At first sight, the new review seems a heartening attempt to reconsider the whole question of Britain’s nuclear weapon, but it is nothing of the kind. The reviewers are fully committed to keeping nuclear weapons, and are only looking for cutting costs. Alexander is careful to state that ‘I am not a unilateralist’, in practice code for keeping the Bomb. Clegg dislikes nuclear weapons, but even if he goes so far as to vote against Trident renewal when the issue comes to parliament in 2016, other Lib Dems will not do so, the whole of the Conservatives will vote to renew Trident, as will possibly a majority of Labour MPs.
Unfortunately, the great debate in parliament is likely to be mainly concerned with money: how can we safely cut the cost, whilst maintaining what they will insist on calling ‘Britain’s deterrent’. As always, the ‘usual suspects’ will explain why they will vote against renewal, and will use more basic arguments on why Britain should join the great majority of nations that do not have, or want, nuclear weapons. But the ‘usual suspects’ will be in a small minority.
Apropos, I remember the Easter march from Aldermaston to Trafalgar Square, long ago. Admitted, it was fun, but that was not why the marchers were there. The march took four days, and during that time the reasons for renouncing Britain’s nuclear weapon were occasionally discussed, though of course the marchers mostly chatted on other subjects, or sang “I’m gonna lay down my sword and shield, Down by the riverside’, or ‘When the saints come marching in’. The point is, whenever the Bomb came up for discussion, the cost of Britain’s nukes was never mentioned, as irrelevant as a discussion of costs in heroin addiction. These people had given up their Easter break to protest about the immorality of their country’s becoming a nuclear weapon nation. The Cold War, with its threats, had been stoked up, and even possibly caused, by nuclear weapons. After a brief, failed attempt at a cooperative solution (the Baruch plan), the solution to the problem posed by the invention of the Bomb had been to make bigger bombs and more of them. Since then the possession of nuclear weapons has spread (to 8 nations now, and rising).
There had to be a better way than living under the permanent threat of annihilation. There had been a potentially disastrous failure of leadership worldwide which has caused the present perilous situation, and we were being asked to trust these failed legislators to get it right in the future by hanging on to, and upgrading, our weapon of mass destruction.
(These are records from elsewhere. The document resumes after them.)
PR #1054, opened 2021-11-19
V0.8

sriumcp:
Refactored code.

Enables reuse of Gen, assert, and run functionality, and extensions to Build and Builtin template functionality.


base/collect.go
```diff
@@ -37,6 +37,8 @@ type collectInputs struct {
 	Duration *string `json:"duration" yaml:"duration"`
 	// QPS is the number of queries per second sent to each version. Default is 8.0.
 	QPS *float32 `json:"qps" yaml:"qps"`
+	// Connections is the number of number of parallel connections used to send load. Default is 4.
```
sriumcp, line 40: In response to comments from to OpenShift Serverless team.

cmd/assert.go
```diff
@@ -64,81 +64,92 @@ var assertCmd = &cobra.Command{
 	`,
 	Run: func(cmd *cobra.Command, args []string) {
 		// build experiment
-		exp := &experiment{
+		exp := &Experiment{
 			Experiment: &base.Experiment{},
 		}
 		log.Logger.Trace("build started")
-		exp, err := build(true)
+		// replace FileExpIO with ClusterExpIO to build from cluster
```
sriumcp, line 71: Here is where FileIO can be replaced with ClusterIO

cmd/assert.go
```diff
@@ -64,81 +64,92 @@ var assertCmd = &cobra.Command{
...
-						os.Exit(1)
-					}
-					iv := exp.SLOsBy(version)
-					allGood = allGood && iv
-					if iv {
-						log.Logger.Info(version, " satisfies objectives")
-					} else {
-						log.Logger.Info(version, " does not satisfy objectives")
-					}
+		allGood, err := exp.Assert(conds, timeout)
```
sriumcp, line 80: Reuse assert

cmd/experiment.go
```diff
@@ -72,40 +78,62 @@ func build(withResult bool) (*experiment, error) {
...
 
-// read experiment spec from file
-func readSpec() ([]base.TaskSpec, error) {
-	yamlFile, err := ioutil.ReadFile(experimentSpecPath)
-	if err != nil {
-		log.Logger.WithStackTrace(err.Error()).Error("unable to read experiment spec")
-		return nil, errors.New("unable to read experiment spec")
-	}
+//FileExpIO enables reading and writing through files
+type FileExpIO struct{}
```
sriumcp, line 86:
```go
type ClusterExpIO struct {
  id: string // id of the experiment
}
```

cmd/experiment.go
```diff
@@ -72,40 +78,62 @@ func build(withResult bool) (*experiment, error) {
...
+
+// SpecFromBytes reads experiment spec from bytes
+func SpecFromBytes(b []byte) ([]base.TaskSpec, error) {
```
sriumcp, line 89: Reuse for ClusterIO

cmd/experiment.go
```diff
@@ -72,40 +78,62 @@ func build(withResult bool) (*experiment, error) {
...
+	err := yaml.Unmarshal(b, &e)
 	if err != nil {
 		log.Logger.WithStackTrace(err.Error()).Error("unable to unmarshal experiment spec")
 		return nil, err
 	}
 	return e, err
 }
 
+// ResultFromBytes reads experiment result from bytes
+func ResultFromBytes(b []byte) (*base.ExperimentResult, error) {
```
sriumcp, line 100: Reuse for ClusterIO

cmd/experiment.go
```diff
@@ -72,40 +78,62 @@ func build(withResult bool) (*experiment, error) {
...
+		log.Logger.WithStackTrace(err.Error()).Error("unable to read experiment spec")
+		return nil, errors.New("unable to read experiment spec")
+	}
+	return SpecFromBytes(b)
+}
+
 // read experiment result from file
-func readResult() (*base.ExperimentResult, error) {
-	yamlFile, err := ioutil.ReadFile(experimentResultPath)
+func (f *FileExpIO) readResult() (*base.ExperimentResult, error) {
```
sriumcp, line 121: rewrite for ClusterIO

cmd/experiment.go
```diff
@@ -72,40 +78,62 @@ func build(withResult bool) (*experiment, error) {
...
 		log.Logger.WithStackTrace(err.Error()).Error("unable to read experiment result")
 		return nil, errors.New("unable to read experiment result")
 	}
-	e := &base.ExperimentResult{}
-	err = yaml.Unmarshal(yamlFile, e)
+	return ResultFromBytes(b)
+}
+
+// write experiment result to file
+func (f *FileExpIO) writeResult(r *Experiment) error {
```
sriumcp, line 131: rewrite for ClusterIO

cmd/gen.go
```diff
@@ -36,67 +37,89 @@ var genCmd = &cobra.Command{
...
 		if err != nil {
 			log.Logger.Error("experiment build failed")
 			os.Exit(1)
 		}
 
-		// execute template
-		var b bytes.Buffer
-		err = tmpl.Execute(&b, exp)
+		// generate formatted output
+		err = exp.Gen(outputFormat)
```
sriumcp: Reuse Gen

cmd/gen.go
```diff
@@ -36,67 +37,89 @@ var genCmd = &cobra.Command{
...
+	// create text template
+	tmpl, err := template.New("text").Funcs(template.FuncMap{
+		"formatText": formatText,
+	}).Option("missingkey=error").Funcs(sprig.TxtFuncMap()).Parse("{{ formatText . }}")
+	if err != nil {
+		log.Logger.WithStackTrace(err.Error()).Error("unable to parse text template")
+		os.Exit(1)
+	}
+
+	// register text template
```
sriumcp: Example of template registration (replace text with k8s)

cmd/run.go
```diff
@@ -29,14 +26,17 @@ var runCmd = &cobra.Command{
...
+		fio := &FileExpIO{}
+		exp, err := Build(false, fio)
 		log.Logger.Trace("build finished")
 		if err != nil {
 			log.Logger.Error("experiment build failed")
 			os.Exit(1)
 		} else {
 			log.Logger.Info("starting experiment run")
-			err := exp.run()
+			err := exp.Run(fio)
```
sriumcp, line 39: Reuse run. Replace fio with cio for Cluster Ops

cmd/gen.go
```diff
@@ -36,67 +37,89 @@ var genCmd = &cobra.Command{
...
+		// ensure it is a valid template
+		tmpl, err = template.New("tpl").Funcs(template.FuncMap{
+			"toYAML": toYAML,
+		}).Option("missingkey=error").Funcs(sprig.TxtFuncMap()).Parse(string(tplBytes))
+		if err != nil {
+			log.Logger.WithStackTrace(err.Error()).Error("unable to parse template file")
+			return err
+		}
+
+	default:
```
kalantar: I see registration below.  But I don't see the use of the registered items. This should be more like this: 
```bash
templateKey = strings.ToLower(outputFormat)
if templateKey == CustomOutputFormat { // please define reusable constants
    // current custom handling
} else {
    tmpl, ok = builtInTemplates[templateKey]
    if !ok {
        // error handling
    }
}
```

cmd/assert.go
```diff
@@ -64,81 +64,92 @@ var assertCmd = &cobra.Command{
...
+				timeSpent += sleepTime
+			}
+		}
+	}
 }
 
 // completed returns true if the experiment is complete
 // if the result stanza is missing, this function returns false
-func (exp *experiment) completed() bool {
+func (exp *Experiment) completed() bool {
```
kalantar: To implement the `get` function, we need to determine the values of conditions `completed` and `nofailure`. Currently, I am calling `Assert()` twice.  Perhaps, `complete()` and `noFailure()` could be exposed?  Alternatively, there might be a form of `Assert` that returns a list of booleans, one for each condition. We would still want the existing `Assert()` method as well -- it would wrap the new method.

cmd/assert.go
```diff
@@ -64,81 +64,92 @@ var assertCmd = &cobra.Command{
...
+	},
+}
+
+// Assert if experiment satisfies conditions
+func (exp *Experiment) Assert(conditions []string, to time.Duration) (bool, error) {
+	// check assert conditions
+	allGood := true
+	for {
+		for _, cond := range conditions {
+			if strings.ToLower(cond) == completed {
```
kalantar: Could the constants `completed`, `noFailure`. `slos` and `slosByPrefix` be exposed? I create them as well...

kalantar (changes requested):
A few comments.

cmd/gen.go
sriumcp:
```go
tmpl = builtInTemplates["text"]
```

This is where registered items are used. 

Other than reusable constants, the if statement you are suggesting is equivalent to the switch statement above. In any case, since you prefer if, I made it if.

kalantar: I am not concerned about the switch statement. I could only see that "text" was used via an explicit case in the switch. If we dynamically register a template (for example, the k8s template), the switch will not have the key. Instead we need to just try to get it and use or fail.  I wrote it as an if statement since I had just 2 cases, custom and everything else.  Dynamic registration means text is no longer special per se.

kalantar (approved):
lgtm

Judging from past debates, these larger reasons for banning the bomb will not be much aired in parliament in 2016. Getting rid of Trident will have to come from pressure from below.
De mortuis nil nisi bonum
At the April monthly meeting we decided not to discuss the death of Margaret Thatcher, partly out of a feeling that one should not speak ill of the dead, and partly because there were urgent current events to organise.
So those of us who remembered her hectoring heyday, at the height of the cold war, her rapport with president Reagan in his ‘evil empire’ days, her declaration that nuclear weapons were ‘good value for money’, had to bite our tongues. Especially worrying was the ‘Falklands factor’, which boosted her election prospects in 1982. There was an alternative, via the UN, which was ignored. People love a good war (see Freud’s analysis below). The Falklands war made it easier for a later leader to drag Britain into wars in Iraq and Afghanistan.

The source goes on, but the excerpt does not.